En effet, entre les deux prises, il y a parfois une période où il n’y a presque pas d’antibiotiques qui circulent dans le sang ; et le gêne a le temps de se régénérer et de pouvoir s’adapter à l’antibiotique et devenir alors résistant. ‘’C’est souvent nous les praticiens qui fabriquons les bactéries résistantes parce qu’on donne de manière inadéquate les antibiotiques à une personne qui présente une infection bactérienne avérée. On ne donne pas la bonne posologie, on n’administre pas à des doses et selon les écarts d’administration réguliers’’, regrette-t-il.

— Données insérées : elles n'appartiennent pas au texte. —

PR #2951, opened 2026-07-16
Fix compatibility with LLVM 23

nikic:
OptimizationLevel is an enum now.

### DIFF
--- a/enzyme/Enzyme/Enzyme.cpp
+++ b/enzyme/Enzyme/Enzyme.cpp
@@ -3135,7 +3135,7 @@ AnalysisKey EnzymeNewPM::Key;
 
 static InlineParams getInlineParamsFromOptLevel(OptimizationLevel Level) {
 #if LLVM_VERSION_MAJOR >= 23
-  return getInlineParams(Level.getSpeedupLevel());
+  return getInlineParamsFromOptLevel(static_cast<unsigned>(Level));
 #else
   return getInlineParams(Level.getSpeedupLevel(), Level.getSizeLevel());
 #endif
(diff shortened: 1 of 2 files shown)


enzyme/Enzyme/Enzyme.cpp
```diff
@@ -3135,7 +3135,7 @@ AnalysisKey EnzymeNewPM::Key;
 
 static InlineParams getInlineParamsFromOptLevel(OptimizationLevel Level) {
 #if LLVM_VERSION_MAJOR >= 23
-  return getInlineParams(Level.getSpeedupLevel());
+  return getInlineParamsFromOptLevel(static_cast<unsigned>(Level));
```
nikic, line 3138: This was previously passing the optimization level to an API accepting an inlining threshold ... so this was effectively setting a very low inlining threshold.

enzyme/Enzyme/Enzyme.cpp
```diff
@@ -3271,7 +3271,11 @@ void augmentPassBuilder(llvm::PassBuilder &PB) {
     // system libraries and other oracles.
     MPM.addPass(InferFunctionAttrsPass());
 
+#if LLVM_VERSION_MAJOR >= 23
+    if (Level > OptimizationLevel::O1) {
```
wsmoses: Can we put the { outside the ifdef (so basic code completion tools don't get confused)

nikic: Done!

nikic:
I updated the commit has in the MLIR test similar to what was done in https://github.com/EnzymeAD/Enzyme/commit/7be5247eb207215f04a1d8e3150d6a7394b7a85d.

The commit has is the last one before LLVM 23 was branched.

PR #2955, opened 2026-07-18
Fix vectorized MLIR derivative constants

jacobleft:
Fixes zero-operand `ConstantFP` expressions emitted by the MLIR derivative TableGen backend.

In width>1 forward mode these constants previously used the primal result type, while surrounding derivative values use the shadow type with a leading width axis. This caused invalid HLO operations such as `tensor<batchxf32> - tensor<widthxbatchxf32>` when an `enzyme.batch` broadcast was differentiated under vector forward mode.

A companion Enzyme-JAX regression exercises `enzyme.batch` composed with width-2 forward AD. Local focused validation is still building.

### DIFF
--- a/enzyme/tools/enzyme-tblgen/enzyme-tblgen.cpp
+++ b/enzyme/tools/enzyme-tblgen/enzyme-tblgen.cpp
@@ -618,7 +618,12 @@ bool handle(const Twine &curIndent, const Twine &argPattern, raw_ostream &os,
         std::string ord;
         bool shadowType = false;
         if (resultRoot->getNumArgs() == 0) {
-          ord = "op->getResult(0)";
+          ord = "gutils->getShadowType(op->getResult(0)";
+          // This constant participates in a tangent expression.  In vector
+          // forward mode, the tangent has a leading width dimension even when
+          // the primal result does not.  Use the shadow type so a constant
+          // such as `1 - tanh(x)^2` composes with width-vectorized operands.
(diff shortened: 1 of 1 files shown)


enzyme/tools/enzyme-tblgen/enzyme-tblgen.cpp
```diff
@@ -619,6 +619,11 @@ bool handle(const Twine &curIndent, const Twine &argPattern, raw_ostream &os,
         bool shadowType = false;
         if (resultRoot->getNumArgs() == 0) {
           ord = "op->getResult(0)";
+          // This constant participates in a tangent expression.  In vector
```
wsmoses, line 622: I'm not sure this is right, can you add a test which fails without this?

jacobleft: Added the StableHLO regression in Enzyme-JAX: https://github.com/jacobleft/Enzyme-JAX/commit/4f2f89ff97eafce107fb2e3e5dba5c127a74718c\n\nIt runs `enzyme-batch` before width-2 forward AD. With the parent `7be5247e`, the test fails with `stablehlo.subtract(tensor<4xf32>, tensor<2x4xf32>)`; with this PR head `5ec3a28c`, the same target passes. The test belongs in Enzyme-JAX because it exercises its StableHLO derivative rules.

PR #2958, opened 2026-07-19
Return log-densities + divergent transition info from `impulse.infer`

penelopeysm:
Currently `infer` only returns a single diagnostic, a boolean which indicates whether or not the transition was accepted. Naturally, it's often useful to have more info :)
Right now (some of) this info is already calculated but is thrown away. This PR is a pretty mechanical way of surfacing that. The `diagnostics` tensor is expanded to include a second column which indicates whether the transition is divergent, plus a separate new tensor containing the logdensities is returned.
This is a bit ugly and not incredibly generalisable, but since it's quite closely tied to the sampling algorithm and `infer` only admits two algorithms, I think it's fine for now. My feeling is that properly generalising diagnostics only really makes sense in the context of broader programmable inference APIs.
This ofc needs changes in Reactant as well which I'll push separately. I have tested this locally end to end and it all works as intendeds


sbrantq (approved):
Thanks this looks great! ... and by returning log densities it helps with  https://github.com/EnzymeAD/Reactant.jl/issues/2920

sbrantq:
(looks like we had a CI fix upstream)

A tous ces points s’ajoutent l’hygiène hospitalière, capitale dans la lutte contre les infections, ainsi que la recherche et le renforcement des systèmes de surveillance des maladies infectieuses. Les spécialistes en la matière restent convaincus que si tous ces facteurs étaient réunis, des pays comme le Sénégal ne seraient plus surpris par des épidémies comme celle de choléra qui a eu lieu entre 2004 et 2008 ou alors Ebola, tout récemment.